The Early Exit Problem: Why Most Retail Sell Before the Real Move

It is a pain worse than taking a loss.$PIPPIN $TRADOOR $ZEC
You correctly identified the setup. You nailed the entry. You endured the initial chop. The trade finally moves into profit. You see green on the screen—maybe a nice 5% or 8% gain. Your heart starts beating a little faster. You think, "I should book this before it turns around."
You hit the sell button. You feel a momentary rush of relief. You banked a win.
Then, over the next three days, you watch in horror as the asset rallies another 40% without you. You captured the crumbs while someone else ate the whole cake.
This is the "Early Exit Problem." It is the primary reason why so many retail traders have high win rates but flat, or even negative, account growth.
Here is why it happens and how to stop choking your winners.
The Psychology: When Green Becomes Scary
The root of the early exit is a psychological flaw known as Loss Aversion, combined with a misunderstanding of risk.
When a retail trader is in a losing position, they become a Gambler. They hold on, hoping for a reversal, often ignoring their stop loss because "it has to come back."
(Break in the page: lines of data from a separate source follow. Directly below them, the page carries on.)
Issue #732, opened 2022-01-27
Increase inventory canary scalability


Chriscbr:
If there are too many packages, the canary will time out and metrics will no longer be available for operators.

gabewomble:
@Chriscbr I saw a related pull request was merged for this issue, can this now be closed?

Chriscbr:
@gabewomble For this issue I was more thinking about when our package library gets larger and increasing the timeout is no longer an option since there's a 15 minute limit on Lambda functions.

PR #733, opened 2022-01-27
chore: decrease inventory canary alarm severity

Chriscbr:
On the public Construct Hub we've received alarms about the inventory canary timing out due to the large number of packages it is trying to analyze. This inventory canary isn't critical to the Construct Hub's customer-facing behavior since none of the metrics are directly tied to other alarms, so I've changed the alarm to low severity.

I also increased the timeout / schedule rate of the canary to resolve the actual timeout issue we are having, and created the issue #732 for tracking a long-term fix.

----


rix0rrr (approved):
Oh, nice! I definitely wouldn't have found all these occurences of the same duration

But the moment that same trader enters a winning position, they turn into a scared turtle. The mindset shifts instantly from "how much can I make?" to "I must protect this tiny pile of money at all costs."
Why? Because realizing a small profit feels good right now (instant gratification), while holding for a larger profit requires enduring uncertainty (delayed gratification). Your brain is wired to choose the former to avoid the potential pain of watching a green trade turn red.
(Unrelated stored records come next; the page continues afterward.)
PR #752, opened 2022-02-09
fix: inventory canary reporting packages as unknown

Chriscbr:
Our package canary was reporting most packages as unknown or missing because of a bug where we were matching against keys incorrectly. This PR fixes the bug, and cleans up the rest of the canary code to properly handle the fact that we are generating both json and markdown documents, but do not want to double count the number of identified packages (nor count either type of file as "unknown").

----


eladb (approved):
Maybe extract some of the logic to a function so you can test?

Issue #775, opened 2022-02-18
Decrease Python release frequency


Chriscbr:
We briefly had an issue where the python version of the construct-hub library was not able to published because we hit a 10GB upload limit for PyPI. Our actual packages are around 30MB, but we release so frequently that we hit the limit.

The [pypi support README](https://github.com/pypa/pypi-support) says:

> Upload limits are generally denied for the following reasons:
> project makes nightly releases and/or is published frequently

In lieu of this, we should find a way to publish to python less often (perhaps on a daily or weekly basis), or disable publishing in the mean time.

mrgrain:
We decreased every release frequency.

PR #776, opened 2022-02-18
chore: disable Python publishing

Chriscbr:
Workaround until we have a better solution for #775, so that we don't hit the publishing limit again in a few months.

----


RomainMuller (approved):

Chriscbr:
@mergifyio refresh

Smart Money Rides the Wave; Retail Paddles in the Shallow End
The fundamental difference between institutional "Smart Money" and retail traders is how they view a trend.
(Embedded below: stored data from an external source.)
PR #794, opened 2022-03-12
feat: tag packages with multiple construct frameworks

### LINKED ISSUE #717: Support multiple CDK badges per construct
### Description

Support multiple CDK badges per construct package. Instead of two currently none is shown when searching here: https://constructs.dev/search?q=cdktf-cdk8s&offset=0

### Use Case

Packages like https://github.com/DanielMSchmidt/cdktf-cdk8s and https://github.com/hashicorp/cdktf-aws-cdk support more than one cdk (by bridging between two)

### Other information

_No response_

Chriscbr:
Fixes #717

The changes required to support this in the front-end have already been added in https://github.com/cdklabs/construct-hub-webapp/pull/912.

----


Chriscbr:
Aside from the unit tests, I tested this by re-ingesting one package so far (and validated the multi-cdk tag now appeared on the front end) -- I'm now running a full reprocessing of the entire catalog to double check that there are no other issues.

src/backend/ingestion/framework-detection.lambda-shared.ts
```diff
@@ -28,65 +40,67 @@ export interface ConstructFramework {
...
-      detectConstructFrameworkPackage('cdktf');
-    }
-    return { name, majorVersion };
-  }
+export function detectConstructFrameworks(assembly: Assembly): ConstructFramework[] {
+  // "not-sure" means we haven't seen a major version for the framework yet,
+  // e.g. in the case of a transitive dependency where the info isn't provided
+  // "ambiguous" means we have seen multiple major versions so it's impossible
+  // to resolve a single number
+  const detectedFrameworks: { [P in ConstructFrameworkName]?: number | 'not-sure' | 'ambiguous' } = {};
```
RomainMuller, line 48: Not a fan of `'not-sure'`... It feels semantically too close to `'ambiguous'`, and you have to read the comments to understand what each means.

Alternate suggestions (without having thought all that much about it):
- `undefined` (e.g: no data)
- `'inconclusive'` (e.g: not enough data)
- `'no-data'`
- `'insufficient-data'`

That being said - from my earlier comment... MAYBE we should actually report ALL major versions we see of ALL frameworks we see... There's a valid use-case to have for construct libraries that are in fact designed to work with SEVERAL DISTINCT major versions of a framework (there's that package that is basically a bag of constants for IAM action names, etc... this can be used with any AWS CDK version)

src/backend/ingestion/framework-detection.lambda-shared.ts
```diff
@@ -28,65 +40,67 @@ export interface ConstructFramework {
...
 
   detectConstructFrameworkPackage(assembly.name, assembly.version);
   for (const depName of Object.keys(assembly.dependencyClosure ?? {})) {
     detectConstructFrameworkPackage(depName);
-    if (nameAmbiguous) {
-      return undefined;
+  }
+
+  const frameworks: ConstructFramework[] = [];
```
RomainMuller, line 55:
```suggestion
  const frameworks = new Array<ConstructFramework>();
```

src/backend/ingestion/framework-detection.lambda-shared.ts
```diff
@@ -28,65 +40,67 @@ export interface ConstructFramework {
...
-    }
-    if (versionRange) {
-      const major = minVersion(versionRange)?.major;
-      if (majorVersion != null && majorVersion !== major) {
-        // Identified multiple candidates, so this is ambiguous...
-        majorVersionAmbiguous = true;
+    for (const frameworkName of [ConstructFrameworkName.AWS_CDK, ConstructFrameworkName.CDK8S, ConstructFrameworkName.CDKTF]) {
+      const matchesFramework = FRAMEWORK_MATCHERS[frameworkName];
+      if (matchesFramework(packageName)) {
+        const frameworkVersion: number | 'not-sure' | 'ambiguous' | undefined = detectedFrameworks[frameworkName];
```
RomainMuller, line 77: Is the type annotation _really_ necessary here?

```suggestion
        const frameworkVersion = detectedFrameworks[frameworkName];
```

src/backend/ingestion/framework-detection.lambda-shared.ts
```diff
@@ -28,65 +40,67 @@ export interface ConstructFramework {
...
+        const packageMajor: number | 'not-sure' = (versionRange ? minVersion(versionRange)?.major : undefined) ?? 'not-sure';
```
RomainMuller, line 78: Same here - feels like the type annotation should be inferred by the compiler (as much as I prefer having type annotations on public/exported members, I prefer NOT to have them on local variables unless they cannot be correctly inferred by the compiler).

```suggestion
        const packageMajor = (versionRange ? minVersion(versionRange)?.major : undefined) ?? 'not-sure';
```

src/backend/ingestion/framework-detection.lambda-shared.ts
```diff
@@ -28,65 +40,67 @@ export interface ConstructFramework {
...
+
+        if (frameworkVersion === undefined) {
+          // It's the first time seeing this major version, so we record
+          // whatever new information we found ("not-sure" or number).
+          detectedFrameworks[frameworkName] = packageMajor;
+          return;
+        } else if (frameworkVersion === 'ambiguous') {
+          // We have already seen multiple major versions, so just give up
+          // trying to identify this framework.
+          return;
```
RomainMuller, line 88: This looks like we should have had an early exit before going to try and work out the value for `packageMajor` (not a big deal, though, I kind of like how all the branching logic is in the same place here... it can be a little confusing though that when you look at the conditions here you can get confused as to whether we're checking the "currently registered" versus "newly found" value).

src/backend/ingestion/framework-detection.lambda-shared.ts
```diff
@@ -28,65 +40,67 @@ export interface ConstructFramework {
...
+        } else if (typeof frameworkVersion === 'number') {
+          // We've seen evidence of a particular major version for this
+          // framework, so only update if this package conflicts with what
+          // we're expecting.
+          if (packageMajor !== 'not-sure' && frameworkVersion !== packageMajor) {
+            detectedFrameworks[frameworkName] = 'ambiguous';
+          }
+          return;
+        }
```
RomainMuller, line 102: I'd argue there's a missing `else` clause here... Supposedly, when you reach that final `else if`, `frameworkVersion` is guaranteed to be a number...

So Maybe switch to:

```suggestion
        } else {
          // At this point, frameworkVersion can only be a MV number
          assert(typeof frameworkVersion === 'number');
          
          // We've seen evidence of a particular major version for this
          // framework, so only update if this package conflicts with what
          // we're expecting.
          if (packageMajor !== 'not-sure' && frameworkVersion !== packageMajor) {
            detectedFrameworks[frameworkName] = 'ambiguous';
          }
          return;
        }
```

src/backend/ingestion/ingestion.lambda.ts
```diff
@@ -204,7 +204,7 @@ export const handler = metricScope(
       }
 
       const metadata = {
-        constructFramework,
+        constructFrameworks,
```
RomainMuller, line 207: Has the UI _already_ been updated to render based on `constructFrameworks` if present, and fall back to `constructFramework` otherwise? If not, that should happen first, or this needs to at least temporarily continue setting `constructFramework` to "the one" value in `constructFrameworks` when its length is `=== 1`.

RomainMuller (changes requested):

src/backend/ingestion/framework-detection.lambda-shared.ts
Chriscbr: Good call. Yeah I was thinking of adding this superfluously just to make the code more readable / more clear that I'm doing a case analysis based on the type later in the code -- but I forgot this can have the side effect of accidentally broadening the type unintentionally, so I'm okay with dropping this.

src/backend/ingestion/framework-detection.lambda-shared.ts
Chriscbr: Ah, I see your point, yeah this branch has nothing to do with `packageMajor`. I'll shift it over

src/backend/ingestion/framework-detection.lambda-shared.ts
Chriscbr: Agreed on the naming ambiguity -- 'no-data' sounds more clear here.

src/backend/ingestion/framework-detection.lambda-shared.ts
```diff
@@ -20,6 +20,18 @@ export interface ConstructFramework {
   readonly majorVersion?: number;
 }
 
+/**
+ * Predicates that determine whether a package is indicative of the CDK
+ * framework someone is using.
+ */
+const FRAMEWORK_MATCHERS: Record<ConstructFrameworkName, (name: string) => boolean> = {
+  [ConstructFrameworkName.AWS_CDK]: (name: string) => name.startsWith('@aws-cdk/') || name === 'aws-cdk-lib' || name === 'monocdk',
+  [ConstructFrameworkName.CDK8S]: (name: string) => name === 'cdk8s' || /^cdk8s-plus(?:-(?:17|20|21|22))?$/.test(name),
```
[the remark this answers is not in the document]
Chriscbr: Yep. 👍  I could preemptively add other numbers, but it's probably not "correct" to do so until we actually publish them. (Also to be honest I'm not sure this check is really needed, since just relying on cdk8s should be good enough, but 🤷 )

src/backend/ingestion/ingestion.lambda.ts
Chriscbr: Yup! It's all ready for this change / will automatically look both formats, preferring the newer one if it exists.

src/backend/ingestion/framework-detection.lambda-shared.ts
```diff
@@ -1,6 +1,10 @@
+// eslint-disable-next-line @typescript-eslint/no-require-imports
+import assert = require('assert');
```
Chriscbr, line 2: For node/ESM related reasons I couldn't import this with either `import { assert } from 'assert'` or `import assert from 'assert'` without updating our `esModuleInterop` flag or something like that -- so I just had to import it like this. I don't think this is worth sweating over :P

Chriscbr:
> Should it instead classify as BOTH?

This sounds interesting! - though I think providing extra information is a bit beyond the scope of this PR and the planned changes discussed in the original issue. 😅 For now, if a package happens to support multiple major versions, we'll still show the framework(s), just without the "v1" text, so our bases should be covered.

I don't think this needs to be flagged as a breaking change because the front-end code we are bundling this package with includes backwards-compatible logic for parsing either format produced by the backend. Though, it does raise the question of if we ever did make a backwards-incompatible change to the _front-end_, we don't currently have a mechanism to enforce a major version bump when that change is imported here (via the `devDependencies`), so... that's something to think about for the future.

src/backend/ingestion/framework-detection.lambda-shared.ts
RomainMuller: I've usually been able to use `import * as assert from 'assert';` without touching `esModuleInterop`.

RomainMuller (approved):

Retail traders trade their P&L (Profit & Loss). They stare at the dollar amount fluctuating on the screen. When the number looks "good enough" to cover their car payment or pay for dinner, they take it. Their exit is based on their personal financial needs, not market reality.
Smart Money trades the Market Structure. They could not care less about their entry price once the trade is live. They only care about one thing: Has the trend changed?
If an asset is making higher highs and higher lows on a significant timeframe (like the Daily or 4-Hour), Smart Money is holding—or even adding to the position. They know that real wealth is made in the "fat" middle of the trend, not the initial breakout.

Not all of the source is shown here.